Standing outside a cottage in a St. Paul, Minn., backyard with three small altar servers on the feast of the Visitation, Father Lenny Andrie prepared to process in for the inaugural Mass in a chapel that the servers and other children had built themselves.

As the procession entered, about 20 kids and adults rose from diminutive handcrafted wooden benches, singing Immaculate Mary in the pale-yellow chapel that Father Andrie, parochial vicar at St. Joseph in West St. Paul, had just blessed.

Inside, white sheets covered the walls and ceiling, and 14 squares of wood, some bearing faint images of the Stations of the Cross, were promises of a more permanent chapel interior. But everything was in place for Mass: a wooden altar covered by a white cloth, crucifix, candles, pictures and cruets.

During the Mass, children in Sunday clothes lectored, cantored and brought up the gifts in the chapel that they had conceived, built, decorated and named “Visitation Catholic Church,” with the goal of pleasing God.

Four summers ago, Andrew Lehnen and his next-door neighbor, Mary Marsolais, looked at the dilapidated shed — formerly a pigeon coup — that Andrew’s parents planned to remove from their backyard, and the two young friends thought, “Why not turn it into a chapel?”
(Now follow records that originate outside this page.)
PR #9483, opened 2020-05-19
The distancing of the navbuttons are now symmetrical

a18fayha:


a18jenro:
Does indeed look good!

Issue #9811, opened 2021-04-01
Disable text selection when moving an entity


a19nikbo:
Currently when moving an entity, dragging it over other entities highlights their text elements.

a19nikbo:
Fixed

PR #9815, opened 2021-04-01
Disabled text selection #9811

a19steis:
Disabled text selection when moving entities.


a19matma (approved):
The text no longer gets selected and other functionality doesn't seem to be affected in any way by the changes.

PR #9816, opened 2021-04-01
entities overlapping header

a19phith:
Fixed by adding position and z index to diagram-header


a19chrel (changes requested):
The problem is still existing, the diagram editor menu bar (top) has an transperent background. This make the diagram-elements appear behind the text.

**Exempel:**
bild

This problem could be fixed with an background color for the diagram editor menu.

b19jenda (approved):
Entities does not overlap the menu bar anymore. Looks good

PR #9817, opened 2021-04-01
Fix saving new position of entities

a19aleda:


b19jenda (approved):
Everything seems good, entity is working correct.

Issue #9791, opened 2021-03-28
Diagram line overlay layer is above entities not below


HGustavs:
We need to use css to move the overlay layer containing svg lines to a level below the entities. Currently the lines are drawn on top of the entities.

PR #9820, opened 2021-04-01
Group3 2021 #9791 - Fixed diagram line overlay layer

a19vikth:
Added z index: -10 to the line overlay layer.


b19phier (approved):
see no problem, z-index: -10 should fix the diagram line overlay layer

Issue #9829, opened 2021-04-02
Fix proper cursor type for buttons in diagram


a19nikbo:
When hovering over buttons in the new core the cursor stays as the default cursor. Preferably it should be switched to a pointer to make it clearer that an item is clickable.

![cursor_showcase](https://user-images.githubusercontent.com/81541557/113395119-a73cef80-9399-11eb-8673-211284489f01.png)

a19nikbo:
Successfully merged

PR #9839, opened 2021-04-06
Group3 2021 #9829 - Fixed Proper Cursor Type

a19steis:
Fixed a proper cursor type for Zoom in/out buttons in the options panel and a pointer cursor when hovering "Options".

Also disabled user-select for the "Zoom" title in the box.


a19phith (approved):
Looks good!

PR #9841, opened 2021-04-06
Changed bulbs to always be grey.

b19wilfo:
Simplified CSS by removing different stoplight colors in style.css.  Changed If-statements in sectioned.js to only show grey light regardless of submission status.


a19kimgr (approved):
Det ser bra ut, testade ändringarna och de funkade

a19klafr (approved):
Lights does not change color from grey after submission as requested

a19isada:
Unsure if the parts of the code should be saved for later which was realised after the pull request had been made.

Issue #9830, opened 2021-04-02
Diagram flips out when a node is on top of another


a19nikbo:
More specifically, if you drag a relationship/attribute node behind another node two things can happen as far as I know:
    - If you try to move any of the "stacked" nodes, you will grab it but it will have a pretty significant offset from the 
      cursor
    - If you move another node, both of the "stacked" nodes will change positions
    
The first one doesn't seem to happen for entities for some reason, but the second one does. The issue also only occurs if you move a node with a lower z-index "behind" another node, not if you move one in front of another.

![diagram_showcase](https://user-images.githubusercontent.com/81541557/113397441-562efa80-939d-11eb-9f97-4b23b44f5827.gif)

a19hammi:
Shouldn't this issue be closed?

a19nikbo:
Issue fixed

PR #9843, opened 2021-04-06
Group3 2021 #9830

a19hammi:
Solved ISSUE#9830.

Other features were also introduced which were required in order to solve the bug without creating something that would break in the future. I also added some additional comments were I saw fit.

List of changes:
* Objects will no longer freak out when placed on top of each other
* Selection of several objects at once
* De-selecting options
* Selected objects will change in colour (beta feature, should be fixed within its own issue)
* Introduced global variable for indicating when the mouse has been dragged more than a set amount from start X/Y

### DIFF
--- a/DuggaSys/diagram.js
+++ b/DuggaSys/diagram.js
@@ -36,6 +36,8 @@ var elements=[];
 
 // Currently clicked object list
 var context=[];
+var deltaExceeded = false;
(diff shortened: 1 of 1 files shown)


a19phith (approved):
Looks good, seems like every issue of this issue is solved

PR #9844, opened 2021-04-06
Updated diagram lines

a19matma:
Removed/fixed issue where lines didn't fully extend to the corresponding boxes.


b19phier (approved):
The issue where the lines didnt extend to the boxes seems to be fixed and the updated code is reasonable for the problem

PR #9852, opened 2021-04-06
Grouping of objects with keypress

a19phith:
Fixed by adding a key detection function  to the entities so that grouping is more easier


a19vikth (approved):
Code works. Holding ctrl key allows multiple elements to be selected.

PR #9861, opened 2021-04-07
added hash

a19gusba:
when clicking save a random number is generated that gets hashed and transformed from decimal to hex.


a18osken (changes requested):
Revert some of the refactoring/indentation so that we do not have too many changes

a18osken (approved):
Looks good

PR #9864, opened 2021-04-07
Removed color from bulbs

a19danla:
Remove the variable grade and replaced the if-else statements controlling the color of the lightbulb with a static greybulb.
Also remove the unused styles for the bulbs in style.css


b18phika (approved):

a18willi (approved):
Functionality works as described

Andrew, then 8, and Mary, then 9, drew up the first plans on a sheet of paper. They wanted a real chapel because Andrew was inspired after making his first Communion, and the children, with their siblings, had grown up “playing Mass.” 

“It just sounded amazing,” Mary said. Their parents consented, neighborhood families helped, and, after four years, they were ready at the end of May to welcome Father Andrie.
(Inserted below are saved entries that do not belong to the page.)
Issue #9792, opened 2021-03-28
Center / Left alignment of text in diagram


HGustavs:
If text is longer than the space inside the symbol we currently have clipping of the text

The issue with this is that we clip both the beginning and the end of the text.

"Procurement" would read "curem" with the rest of the text clipped away.

We should use centering if the text is short so that "Owns" is centerd in the middle of the attribute or relationship symbol for example.

But if the left edge of the text is to the left of the left edge of the symbol the text should remain to the left.

something like place left edge of text half of the width of the text to the left of the center of the symbol, but if that resulting value is less than the left of the symbol we should assign the position of the left of the text to the left edge of the symbol.

The result is centering until the beginning of the text is occluded, and after that we align the left edge of the text to the left edge of the symbol.

The key line drawing function has a function for the estimation of text length.

HGustavs:
This can partially be done through code BUT I do think we need text measurement.

In cavas we have text measurement, but I am not aware of any way to do this when using SVG without some advanced trickery.

My approach is to make a reasonably competent measuring functionality.... that is mostly guessing correctly. It only works for widths relative to the text size and with this specific font.

https://github.com/HGustavs/DiagramEngine/commit/a5022cf

a19nikbo:
Fixed

PR #9871, opened 2021-04-07
Issue #9792 center/ left alignment

a18nadma:
Added if statement so center alignment becomes left alignment after a certain amount of characters.

### DIFF
--- a/DuggaSys/diagram.js
+++ b/DuggaSys/diagram.js
@@ -864,7 +864,7 @@ function setPos(id, x, y)
 //-------------------------------------------------------------------------------------------------
 
 // Generate all courses at appropriate zoom level
-function showdata()
+function showdata() // TODO : Refactoring??
 {
     var container = document.getElementById("container");
     var containerbox = container.getBoundingClientRect();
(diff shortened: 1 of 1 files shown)


a19frelu (changes requested):
* Does not work with different width of the elements.
* Only work on the entities, not relations or attributes.
* Use calculation which uses the pixels amount of characters/width of the letters > element width, instead of fixed maximum character value (const maxchar = 29;).

a19hammi:
Updated branch to latest weekly build

a19frelu (approved):
The changes of the code now makes the text in the elements behave as wished for. The code aligns the text in the center of the object as long as the element is wider then the text. 
If the text is wider then the edges of the element, the text will align to the left in the element to make it possible to read the beginning of the text in each element.

The text alignment is now also depending on how wide the element is wich also was requested.

And for last. The code is now implemented to act over all of the elements, not only the entities, but also the relations and attribute elements.

Good job!

a19hammi:
Re-opening under new branch

Issue #11745, opened 2022-04-21
Turn on/off error checking


a20edwth:
The teacher should have the option to turn on or off error checking for diagram assignments.

This issue is a sub-issue of issue https://github.com/HGustavs/LenaSYS/issues/11233

This feature should be implemented in the **Variants for: Diagram Dugga**:
![a2e0398d095d49e3a86a087d0b835e10](https://user-images.githubusercontent.com/102611046/164439474-c5d589a2-631d-48c9-a632-8102315ffdac.png)

To reach this window from Demo-Course click on the "Show tests" icon:
![ee27b8063901db28d2b8c6c34b33e930](https://user-images.githubusercontent.com/102611046/164439857-fdd7f3f9-e08f-4137-ad49-e2f1387fc713.png)

Then from this window click on "Edit Variants" for Diagram Dugga:
![d3ec8313fe0a5ccd0aa021258847c9ed](https://user-images.githubusercontent.com/102611046/164440341-40b625c6-9366-4d8c-963d-02811e74ac3f.png)

a20edwth:
Issue #11600 has to be merged before beginning this issue

PR #11864, opened 2022-04-27
fix for issue #11745 Turn on/off error checking

c20emili:
Added a checkbox when creating a variant to change if the error checking is active or not. changes in diagram_dugga.js, duggaed.php and duggaed.js.
test by logging in as teacher and select diagram dugga and selecting the active variant and checking unchecking the checkbox. then as a student checking in diagram dugga and looking if the error checking is active.


b20thelo:
Test passed and conflict removed together with pullrequest creator

Issue #11124, opened 2021-05-21
Investigate what makes the contribution part load so slowly


a19anjst:
For example if issues are shown to be the slow part, you can try to comment out certain code rows to see where it is slow and see what you can achieve. Don't commit any code to the project where you have commented out code that is being used.

a19samke:
![Contribution_Network](https://user-images.githubusercontent.com/62887067/119468117-739d9680-bd46-11eb-85a1-119fb0e5cbfa.jpg)





Why contribution is slow to load, I can imagine because there is too much data to be loaded

a18danli:
Shouldn't be because of the commit-tree, the contrubution was already slow before this was added. So should be because of the amount of data or how the contribution is constructed.

a20behta:
Placed on Hold untill test data for database is avaliable. 
Waiting for Group webserver is avaliable for testing
Current information in pdf

[contributionservice issue.pdf](https://github.com/HGustavs/LenaSYS/files/8409169/contributionservice.issue.pdf)

b20jonlu:
Update report. 
2022-04-06 i managed to get contribution.php to load by replacing the /htdocs/BGHdata_2021_05.db file and managed to test the issue and confirm it still existed. This also allowed me to confirm my suspicion of the root cause of the issue. The performance issues are caused by a high amount of database requests. contributionservice.php has about 340+ sql querries and 280 of them are caused by the for($i = 0; $i < 70; $i++) loop, and 50 by the do while($weekno < 11) loop. 
2022-04-07 i have started changing the requests to be less wasteful to try to improve the performance of contributionservice.php

b20jonlu:
The performance issue is mainly caused by the code execution for the $count variable. Around 3/4 of the time it takes to load contributionservice.php is taken up by $count. My attempts to improve the code have lead me to confirm that the queries are responsible but i haven't found a solution that keeps the json format the same as the original which means the code didn't work with the related modules.
@a20behta 
@c20adael 
[Report contributionservice issue.pdf](https://github.com/HGustavs/LenaSYS/files/8451658/Report.contributionservice.issue.pdf)

b20jonlu:
[...]

PR #11895, opened 2022-04-28
G3 2022 w5 #00001 five times faster load speed on the file contributionservice.php 

a19simru:
@a20behta @c20adael I used ORDER BY in the queries to make it possible to move the queries out of the for loop. The code runs significantly faster as a result.
Screenshot (8)
before changes on the HGustav page.

Screenshot (7)
after changes on the HGustav page.

Please note that I am using a mutated database so load times are longer than they would be with the normal database.

To test that it work's just open my branch on your machine and compare it to the branch for merge 5.


a20behta:
related to issue #11124

PR #11897, opened 2022-04-28
Holy poop emoji is back!

c20emili:
Holy poop emoji is back! "Operation shitstorm is a success!!"- @b19karhj


b19karhj:
Poop emoji, pointer is back and tooltip is back. The war has been prevented.

PR #11900, opened 2022-04-28
Added a button without function in dugga viewer

a20vicad:
Literally just that.

image
A picture of the button that does nothing.


a20vicad (commented):
Now it looks good. Button in the right spot.

PR #11901, opened 2022-04-28
Fixed the problem

a20mtafa:
i found the opacity which where hidden before

For testing:
go to the home page when not logged in


a20willa:
Code refactoring - ok
Code standard - ok
Meet issue goal - yes

a20muhal:
Do not have inline css
Next time branch name should be according to standard, this is also for the pull request name. 
Also please read the issue description again.

PR #11910, opened 2022-04-28
Variant status are no longer "Undefined"

a16linas:
When viewing variants in localhost they're no longer listed as undefined
bild


a16linas:
Switched base as per request of new group leaders

b20thelo:
Tested on two different computers. Both switch over to the branch and tried using localhost. Undefined was removed and instead, it said enable/disable as it was meant to do.

i19matla (approved):
Tested, works fine.

PR #11911, opened 2022-04-28
Fixed ghost on inheritance and remove stroke color option from options panel

a20gabpa:
Things I have done:

- Updated the UML inheritance to remove the ghost (made it transparent)
- Removed the stroke color option in the options panel for all elements
- Removed the background color options in the options panel for UML inheritance element

Things to test:

- Check if the option to change the color of the stroke is not present in the options panel. Try with one element selected and multiple elements selected.
- Check if a ghost appears when placing the UML inheritance icon.
- With a UML inheritance icon selected, the options for background and stroke color should not appear in the options panel.


b20thelo:
Test passed. Will be included in the presentation branch.

PR #11917, opened 2022-04-28
added so the label follows the line even when far from center for issue #11155

c20emili:
added so the label follows the line even when far from center.
test by creating a label and moving it from the center and then moving the line.

https://user-images.githubusercontent.com/81320323/165773067-8bc5b344-e549-494d-8c78-1deea2487dd3.mp4


c20emili:
https://user-images.githubusercontent.com/81320323/165778887-28c55d06-a45b-45aa-ad42-ed9bba8dcff3.mp4

PR #11918, opened 2022-04-28
Displays a description of the dropdown menus and of relative when you hover over them

a20caros:
…ent relative which prints the title when hovering over the element


b20hanwa:
Works as intended when tested.

Don't know if this should be merged, sence the relative deadline is still being worked on. @a20vicad

PR #11919, opened 2022-04-28
Update diagram.js

a20jonda:
#11453

Updated to include grid in 1CM. Changed the snap to grid function to work with it.
Updated the ruler to be more fancier
image

Note: Pressing 'A' shows the A4 template and pressing 'S' enables the snap to grid.


b19karhj:
Tested and worked as intended.

Issue #11920, opened 2022-04-28
ER and UML checkboxes functionality needs rework


a16linas:
Currently when allowing both ER and UML diagram type in variant editor, the diagram doesn't get rendered until you zoom in/out and then it renders the default diagram template. However, if only one of them is selected, the diagram is rendered as expected. Also, having none of them selected shouldn't be allowed.

![bild](https://user-images.githubusercontent.com/37794783/165778029-7950bd3f-af64-4d90-9093-3f3efba9008d.png)

![bild](https://user-images.githubusercontent.com/37794783/165777710-13f36646-fb29-4b16-80b8-c723799e1e93.png)

c20emili:
The problem is not in the ER/UML types. The problem lies in that the json string changes length and currently the way the file is found is by counting characters. So if anything other than the diagram type change the file does not get found because the name becomes wrong.

PR #11923, opened 2022-04-29
possible fix for the file fetching problem

c20emili:
possible fix for the file fetching problem in issue #11920
changed the string split to fetching from an array with key.This branch is based of the presentation branch. Changed in showdugga.php at rows 73-79 and duggaed.js.
For testing:
- Start by uploading a diagram file if you haven't before.
- to upload a file:
- - log in as toddler
- - go to demo courses
- - click the electrical plug in the nav bar
- - press the yellow plus and select where you want your file (anywhere should work)
- - select your file
- - if you don't have a diagram json file:
- - 1. go to diagram dugga and change the diagram
- - 2. open options 
- - 3. click export
- - click the upload button
- change the diagram file of the currently enabled variant.
- to change variants:
- - log in as toddler 
- - go to demo courses 
- - press the paper icon in the nav bar
- - press the pen on the same row as the diagram dugga
- - if there is a enabled variant 
- - 1. Click the cogwheel on the same row as the variant
- - 2. Change diagram file(if you only have one diagram file you need to change something else or it won't update)
- - 3. Click update
- - if there isn't a enabled variant 
- - 1. Change diagram file(if you only have one diagram file you need to change something else or it won't update)
- - 2. Click create
- - 3. Click the cogwheel on the same row as the variant
- - 4. Click enable
- go to diagram dugga and se that the diagram is the same as the one in your file

If test passed speak with @c20emili when resolving conflicts.

### DIFF
--- a/DuggaSys/duggaed.js
+++ b/DuggaSys/duggaed.js
@@ -476,7 +476,7 @@ function createJSONString(formData) {
 	return JSON.stringify({
 		"type":formData[0].value,
 		"filelink":formData[1].value,
-		"diagram File":$("#file option:selected").text(),
+		"diagram_File":$("#file option:selected").text(),
 		"diagram_type":{ER:document.getElementById("ER").checked,UML:document.getElementById("UML").checked}, //<-- UML functionality
 		"extraparam":$('#extraparam').val(),
 		"submissions":submission_types,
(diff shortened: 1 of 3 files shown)


c20emili:
The checkboxes can still be both deselected because it was not the main issue so that functionality got overlooked.

a20chrka:
Test passed, you can now have both ER and UML "checked-in" and the diagram will still be loaded.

Nearly every material for the chapel, except the siding, was donated or found. Family and friends donated windows, rugs, a keyboard and skylights. Local parishes offered U.S. and Vatican flags and a kneeler. A garage sale brought in funds the kids hope to use for future additions, such as statues. Also on their wish list: heating and electricity, materials for the interior, a bell tower and a tabernacle. In the meantime, the kids talk about the chapel as their own place to pray.

Susan Klemond writes from

 St. Paul, Minnesota.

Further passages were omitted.